Под деревом, рядом с раненым, Анжелика разложила на большом плоском камне свои иглы, зажимы, флакон с очень крепкой водкой, ножницы и чистую белую корпию, завернутую в кусок просмоленной ткани.
Раненого не нужно было куда-то переносить, так как рядом был ручей, из которого можно было брать воду. Она раздула угли маленького костра, поставила на них глиняный котелок с водой и высыпала туда порошок из стручков акации.
Пиксарет вернулся из леса и принес целую охапку стручков. Они были еще зеленые. Анжелика попробовала один из них на зуб, состроила гримасу и выплюнула зеленый и горький сок.

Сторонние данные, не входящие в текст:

Issue #612, opened 2026-07-14
Feature request: optional remote/networked transcription backend


johnstamly:
## Problem

Meetily's transcription runs entirely in-process inside the Tauri app — WhisperEngine/ParakeetEngine load a model and transcribe locally, with no way to point the app at a transcription backend running on a different machine. This is a real limitation for anyone whose recording machine (e.g. a laptop) doesn't have a strong enough CPU/GPU to run Whisper comfortably, but who owns another machine on their network (a desktop with a real GPU) that could do it much faster.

Хотя и очень неприятный во рту, это еще не был сок дозревшего танина, который должен иметь вкус чернил и обладать свойством стягивать раны, заживлять их, бороться с воспалением и наконец благодаря своему тонизирующему действию, ликвидировать нагноение, из-за которого раны очень долго заживают.
— Придется пользоваться таким, какой есть. Она уже собиралась бросить стручки в кипяток, когда Пиксарет остановил ее.
— Дай их приготовить Мактаре.
Он показал на старую индианку, служанку или подругу английского медика. Похоже, что та знала о свойствах этого растения. Она села на корточки рядом с костром, взяла стручки и стала их жевать. Получающуюся массу она клала на широкие листья. Анжелика не стала возражать, так как знала (этому ее обучил старый колдун с Бобрового поля под Вапассу), что приготовленное таким образом лекарство приобретает все нужные свойства.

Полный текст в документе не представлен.